Metastable distributions of Markov chains with rare transitions. (English) Zbl 1379.37006
Authors’ abstract: In this paper we consider Markov chains \(X_{t}^{\varepsilon }\) with transition rates that depend on a small parameter \(\varepsilon \). We are interested in the long time behavior of \( X_{t}^{\varepsilon }\) at various \(\varepsilon \)-dependent time scales \( t=t(\varepsilon )\). The asymptotic behavior depends on how the point \( (1/\varepsilon ,t(\varepsilon ))\) approaches infinity.
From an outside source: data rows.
PR #2645, opened 2017-08-07
Completed orders should break items out by Shop

zenweasel:
Closes #2308 and #2245

My first React component replacement from scratch so I open to input on layout, structure, etc. Layout is responsive thanks to help from @kieckhafer. Also first time I have done any HTML of significance so there might be problems there.

#### Single Shop (for just the completed page functionality)

1. Place an order
1. Proceed to the completed order page

#### Multi-shop

**[Update]** Slightly shorter instructions now that you can see products from both shops w/o switching shops.

1. Login as admin (Marketplace admin)
1. Set up shipping (I've only been testing with Flat Rate but YMMV)
1. Enable/Configure Stripe (keys are in `reaction.json`)
1. Click on "Shop" settings in the Dashboard
1. Click on "Marketplace"
1. Enter a name and email in the "Invite Owner Form" and click "Send Invitation"
1. Copy the URL from the invite email
1. Open that URL in an incognito window (you will want to keep your logged in session)
1. Open "My Shop Settings"
1. Click on "Start Accepting Payment". You will be taken to Stripe's site
1. **Don't fill out this form**. Click on the "Skip this account form" link at the top, this will return you to your local site and Stripe is now connected 
1. While still a Shop Admin, create a product and publish
1. In your non-incognito browser window as Marketplace admin, place a Reaction item in your cart
1. Add your newly created Shop product to your cart
1. Checkout as normal

**Note that "Estimated Ship Date" is not implemented on the back end so that's why it doesn't display here.

**Another Note** There is currently an issue with the way that discounts are being stored on multi-shop orders so that discounts are doubled (once per shop).

Issue #2630, opened 2017-08-03
[Marketplace] Unable to change Email Settings


aaronjudd:
### Expected behavior

No Errors, Editable email settings

### Actual Behavior

There appears to be no errors in marketplace and you are unable to edit the email settings.

[marketplace]
![reaction](https://user-images.githubusercontent.com/439959/28933826-744285e8-7833-11e7-8884-d27378b789cd.png)
[seun-change-owner-2188]
![reaction](https://user-images.githubusercontent.com/439959/28933508-21c41512-7832-11e7-92a7-a9624f08b8cf.png)

### Steps to Reproduce the Behavior
Default install, with or without `reaction.json` settings, attempt to edit email settings.
### Versions
Node: 6.11.1
NPM: 3.10.10
Meteor Node: 4.8.4
Meteor NPM: 4.6.1
Reaction CLI: 0.11.0
Reaction: 1.5.0
Reaction branch: seun-change-owner-2188 (and markeplace)
Docker: 17.06.0-ce

spencern:
@kieckhafer @impactmass this looks like the same type of issue that you guys solved for the other files that hadn't migrated to the new `Components.component` style

kieckhafer:
Closing via the PR's above

zenweasel:
Im retesting this now and can reconfigure mail w/o issue

Issue #1442, opened 2016-09-26
Email settings in ENV vars override those in dashboard


mikemurray:
### Expected behavior

If credentials from ENV vars will override the mail settings in the dashboard, then they should be displayed in the dashboard.

### Actual Behavior
- Credentials from ENV override settings in dashboard, but the dashboard does not reflect that.

### Steps to Reproduce the Behavior
- Export bad mail settings
- Reset and run reaction
- See errors in terminal when emails fail to send

```
export MAIL_URL="smtp://postmaster%40sandboxXXXX.mailgun.org:BAD_PASSWORD@smtp.mailgun.org:587"
```

rstegg:
And email form should probably be more consistent, keeping API Key and credentials [as an option or dully marked _not all inputs are always necessary_].  For example, send grid can use API key or user credentials.

aaronjudd:
Closing - insufficient details.

PR #2751, opened 2017-08-28
fix local SMTP email sending

jshimko:
Fixes the ability to use an SMTP provider on localhost (both UI and methods would throw errors without a username/password provided).  PR can be tested with [Maildev](http://danfarrelly.nyc/MailDev/).

```sh
npm i -g maildev

# Start mail server and inbox UI 
maildev

# SMTP server running at smtp://localhost:1025
# UI running at http://localhost:1080

# grab this branch
reaction init -b jshimko-fix-local-smtp-sending mail-fix
cd mail-fix
reaction
```
- Go to the shop's email settings
- pick `Maildev` from the dropdown
- click save 
- trigger an email send from somewhere in the Reaction UI 
- note the received email in Maildev's inbox UI (http://localhost:1080)

This also adds the ability to choose "custom" from the dropdown and enter a mail server host without user/password.  You obviously shouldn't ever do that in production, but at least now you can do things like run a custom SMTP server on localhost for development (although I highly recommend just using Maildev as the server and use the Maildev preset to connect to it).


aaronjudd:
Does this replace https://github.com/reactioncommerce/reaction/pull/2645/commits/29196aede286ba4ef8ec04f519083e8846cdc21c or should that get manually added to this?

jshimko:
Well, there's at least a small issue with that update.  It doesn't account for `settings.service` to be equal to `custom` (which would return nothing from `getServiceConfig`).  So the goal was sound, but the implementation needs some additional logic handling.  

That's also data getting passed into a UI component, so that should be happening in the container (where the [providers object already exists](https://github.com/reactioncommerce/reaction/blob/master/imports/plugins/core/email/client/containers/emailSettings.js#L9) anyway)

Give me a couple mins and I'll update my PR.

jshimko:
Actually, nevermind.  I had already done it (with the required logic for the custom setting that I mentioned).

https://github.com/reactioncommerce/reaction/blob/61c61305b5b3ab63031387546a570a6a91631443/imports/plugins/core/email/client/components/emailSettings.js#L31-L33

aaronjudd:
Could you also test for #1442 and #2630?

jshimko:
#1442 was definitely out of scope of this issue, so I'm positive that hasn't changed.  I could fix it, but it's definitely a bit more work and I was just putting out the immediate fire of "can't use a mail server on localhost".  Fixing that issue would require creating pub/sub to push down the parsed values of `MAIL_URL` and/or `Meteor.settings.MAIL_URL` so the UI could display them.  Not anything _too_ crazy, but not 5 mins of work for sure.

#2630 can't possibly still be broken or this PR wouldn't work at all (since it's a branch off of marketplace).  The console errors shown in that issue appear to be something with the components API that must've been fixed by someone.  Wasn't that closed at some point anyway?

zenweasel:
When I switch to maildev I get this:
reaction

and this error in the console:
```
  Error: Invalid login: 500 Error: command not recognized
      at Object.Future.wait (/Users/brenthoover/.meteor/packages/meteor-tool/.1.5.1.krqt03++os.osx.x86_64+web.browser+web.cordova/mt-os.osx.x86_64/dev_bundle/server-lib/node_modules/fibers/future.js:449:15)
      at packages/meteor.js:213:24
      at [object Object].emailVerifySettings (server/methods/email.js:49:14)
      at packages/check.js:129:16
```

Issue #2328, opened 2017-05-22
Weird behavior on checkout login/signup


kieha:
This happens when logging in/signing up on the checkout panel.

#### Scenario A

When logging in/signing up and I have entered the wrong credentials, an error message should pop up on the form.

#### Scenario B

When logging in/signing up and I have the correct credentials, I should be redirected back to the checkout panel immediately to continue filling out the checkout steps.

#### Scenario A

When logging in/signing up and I have entered the wrong credentials, the `Unauthorized` page pops up for a moment, then redirects back to the checkout page without displaying the error message on the form.

#### Scenario B

When logging in/signing up and I have the correct credentials, the `Unauthorized` page pops up for a moment, then the `Your cart is empty` page displays, then finally it redirects back to the checkout page.

### Steps to Reproduce the Behavior

* Add product to cart while not logged in
* Proceed to checkout while still not logged in
* Enter the wrong credentials on either signup/login to observe actual behavior in Scenario A
* Enter correct credentials on either signup/login to observe actual behavior in Scenario B

### Versions
Node: 6.2.2
NPM: 3.10.9
Meteor Node: 4.8.2
Meteor NPM: 4.5.0
Reaction CLI: 0.8.3
Reaction: 1.2.0
Reaction branch: development
Docker: 1.13.0

aaronjudd:
@mikemurray sounds like react router? however, we've had a similar behavior when the guest logins in the past as well...  where you see "oops your cart is empty" right after login, and then the cart loads..

mikemurray:
@aaronjudd @kieha The part about there being no error on wrong credentials was happening before React Router.

The second part is most likely React Router. When signing in the routes are re-rendered with updated permissions, and there's a moment where you have no permissions until the subscription is updated.

This update on login is how it used to work with Flow Router. We may have to think of a better approach for React Router.

aaronjudd:
@mikemurray @kieha is this still a valid issue in 1.3.0?

kieha:
@aaronjudd I've just tried reproducing it on 1.3.0 and it still happens, but the `unauthorized` page no longer shows up.

awadesmoline:
*Update*
[...]

PR #2752, opened 2017-08-28
Fix checkout login permissions

### LINKED ISSUE #2657: The arguments passed to userIsInRole() seems in the wrong order.
In master branch, release 1.4.0.
reaction/imports/plugins/core/checkout/client/templates/checkout/login/login.js
line 21:
const anonUser = Roles.userIsInRole(**"anonymous", Meteor.user()**, Reaction.getShopId());

According to the Role API document :
http://alanning.github.io/meteor-roles/classes/Roles.html#method_userIsInRole
_userIsInRole ( user  roles  [group] ) Boolean
Defined in roles/roles_common.js:254_

The order of 1st and 2nd argument should be reversed:
const anonUser = Roles.userIsInRole(**Meteor.user(), "anonymous"**, Reaction.getShopId());

The consequence of this issue is:  
   When I checkout without logged in and click "Continue as Guest" in first step, the  "Welcome, it's so good to see you." message will be displayed and go to 2nd step.(checkoutLoginCompleted returned true)

   If userIsInRole is invoked with correct argument order, the 1st step will keep its display and just go to 2nd step.(checkoutLoginCompleted returned false)

I am not sure which one is the expected behavior.

awadesmoline:
This resolves #2657 

### Steps to test
1. Checkout without logged in and click "Continue as Guest" in first step. The "Welcome, it's so good to see you." message will be displayed and go to 2nd step.(checkoutLoginCompleted returned true)
1. Checkout and Signin in the first step. The "Welcome, it's so good to see you." message will be displayed and go to 2nd step.(checkoutLoginCompleted returned true).


imports/plugins/core/checkout/client/templates/checkout/login/login.js
```diff
@@ -17,10 +17,11 @@ Template.checkoutLogin.helpers({
     const cart = Cart.findOne();
     if (cart && cart.workflow) {
       const currentStatus = cart.workflow.status;
-      const guestUser = Reaction.hasPermission("guest", Meteor.user());
-      const anonUser = Roles.userIsInRole("anonymous", Meteor.user(), Reaction.getShopId());
+      const guestUser = Reaction.hasPermission("guest", Meteor.userId(), Reaction.getShopId());
+      const anonUser = Reaction.hasPermission("anonymous", Meteor.userId(), Reaction.getShopId());
 
-      if (currentStatus !== self.template && guestUser === true && anonUser === false) {
+      // when user is guest, they are also anonymous.
```
impactmass: Can you describe this better? i.e to explain what the check below it does?

Seeing `when user is guest, they are also anonymous` doesn't particular help a reader to understand why we do this check.

impactmass:
Works as described in your steps. But when I register as a new user, the step 1 of checkout doesn't seem to recognize that someone is logged in. Can you confirm this?
screenshot 2017-08-28 14 19 29

imports/plugins/core/checkout/client/templates/checkout/login/login.js
awadesmoline: @impactmass I have fixed the changes you requested, and updated the comments. Please confirm it works well now

impactmass:
There's an error from the Circle CI tests. can you confirm why it failed?

awadesmoline:
@impactmass they're passing now.

imports/plugins/core/checkout/client/templates/checkout/login/login.js
```diff
@@ -17,10 +16,9 @@ Template.checkoutLogin.helpers({
     const cart = Cart.findOne();
     if (cart && cart.workflow) {
       const currentStatus = cart.workflow.status;
-      const guestUser = Reaction.hasPermission("guest", Meteor.user());
-      const anonUser = Roles.userIsInRole("anonymous", Meteor.user(), Reaction.getShopId());
+      const guestUser = Reaction.hasPermission("guest", Meteor.userId(), Reaction.getShopId());
```
aaronjudd: Don't need Meteor.userId() and getShopId(), those are supplied as default.

I worry about wether you should get rid of the permission check of "guest" and "anonymous".  I suspect this will have unexpected consequences in the `order/completed` page, and if you register a user in the Accounts UI-> not being in the checkout flow.

awadesmoline: I had to remove it because when clicking to continue as guest, the user still has the anonymous permission. So if we are checking to ensure that they are not anonymous, it fails. So that's why I just check if they are guest alone.

aaronjudd: When you click as "continue as guest" you ARE still `anonymous`.  you are only **NOT** anonymous if you have supplied an email, such as when you add an email at the order/completed stage.

awadesmoline: Yes that is how it is, but we were preventing `anonymous` from "continuing as guest". which is why I removed the permission for `anonymous`. I will retest and comment guest vs anonymous login view behavior as requested.

awadesmoline:
@aaronjudd I updated the comments. Please take a look.

aaronjudd:
See #2328 as well, may be related

zenweasel:
@aaronjudd Is there more to do on this? Should I have someone else pick it up or are we close to merging?

aaronjudd:
@rymorgan Note, while we closed this -> one side affect / repercussion -> the inline login in the checkout is supposed to show "REGISTER" as the default view, while the dropdown is supposed to show "SIGN IN" as the default view.

rymorgan:
@aaronjudd Got it. I've made an issue to correct it. https://github.com/reactioncommerce/reaction/issues/2944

We introduce a general notion of complete asymptotic regularity (a certain asymptotic relation between the ratios of transition rates), which ensures the existence of the metastable distribution for each initial point and a given time scale \(t(\varepsilon )\). The technique of i-graphs allows one to describe the metastable distribution explicitly. The result may be viewed as a generalization of the ergodic theorem to the case of parameter-dependent Markov chains.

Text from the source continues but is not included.